One of the best indie titles on the Switch is Golf Story, a 2D JRPG with golf at its heart. Visually somewhere between Earthbound and the early Pokémon games, Golf Story is a charming, self-effacing little three-button golf game, with all of the trappings of seriousness cast off in favour of RPG world-building and character progression.
Like Sensible Soccer, Golf Story whittles the sport down to its bare essentials - you want to get the ball into the hole in as few shots as possible - but it's the non-sports elements that really sell the whole thing. From its central theme of working your way up the golfing ladder, fulfilling the dream your father had for you as a child, you'll also find yourself: taking part in mini games; completing side quests for the locals; battling the corrupt establishment; rebuilding your childhood golf course; travelling the world taking on other champions; and getting into fights with geese. A lot of geese. It's context, but it's a different kind of context to the kind you get in a typical PGA game. And therein lies the charm.
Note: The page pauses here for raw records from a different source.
PR #3833, opened 2019-09-04
Addition an OM creating script.

jayRyan24:
I don't think I need to give extra info on waggle_sets, they can look up how those work separately.

```
waggle_sets:
  create_om:
    << : *om
  buff_om:
    << : *om
    << : *pom
    << : *pfe
    << : *bene
    << : *mapp
    << : *center
```

### DIFF
--- a/om.lic
+++ b/om.lic
@@ -12,7 +12,7 @@ class CreateOsrelMeraud
     end
       
     if DRSpells.active_spells.include?('Osrel Meraud')
-      echo ("OM already active!")
+      echo "OM already active!"
       exit
     end
 
@@ -48,6 +48,7 @@ class CreateOsrelMeraud
 
   def create_om
     echo "Creating orb!"
+
     walk_to(@settings.safe_room)
 
     case bput("get my #{@settings.osrel_favor_god} orb", 'You get', 'What were you')
--- a/om.lic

Nintendo's handhelds have form in this area. Where the N64 versions of Mario Tennis and Mario Golf are traditional, behind-the-character 3D sims (albeit with the zany visual trappings of the Mushroom Kingdom) their Game Boy Colour namesakes are 2D role-playing games, just like Golf Story. And do you know what? The portable versions of Mario Tennis and Mario Golf are superior as a result.
But not all non-sports sports games are so charitable in their recreations. This hidden genre is capable of stretching from silly parody to being downright insulting. Enter Behold the Kickmen.
Kickmen's violent, arena-based football combat has more in common with the classic fantasy sports game Speedball than England's national pastime, while its ludicrous career mode is a whistle stop tour of cliche, panto, and snide jabs at the sport that inspired it.
Talking to Donlan last year, it's clear that Behold the Kickmen's developer, Dan Marshall, feels the same way about football as I do. From his feelings on the sport proper (he "can't stand it"), to the genesis of Kickmen itself (a "reflection of football as half-remembered by someone who played Sensi and Speedball 20 years ago"), he didn't let that stop him producing a brilliant little non-sports sports game.
Some elements among 'real' football fans might even have found Behold the Kickmen insulting, with Marshall admitting he'd had "genuine anger from some [people], especially when they didn't realise it was a big joke." You can't please everyone, and I'll wager that Marshall knew that before he started. You just have to look at the disparity between critics' opinions and user reviews to see the divisiveness of his creation.
To those of us who feel distanced or disenfranchised by the trappings of the sport proper, but still enjoyed kicking that tennis ball around the quad or playing with jumpers for goalposts in the park, Kickmen's a rare opportunity to enjoy a video game representation of the sport for the first time in nearly twenty years. There's a welcome undercurrent of inclusivity running through these types of games, from Sensible Soccer to Kickmen, to Golf Story and beyond, and it proves that truly great games about the likes of football, golf and basketball don't have to just cater to the hardcore fans. Video games can do anything, so why shouldn't they make a familiar pastime surprising every now and then?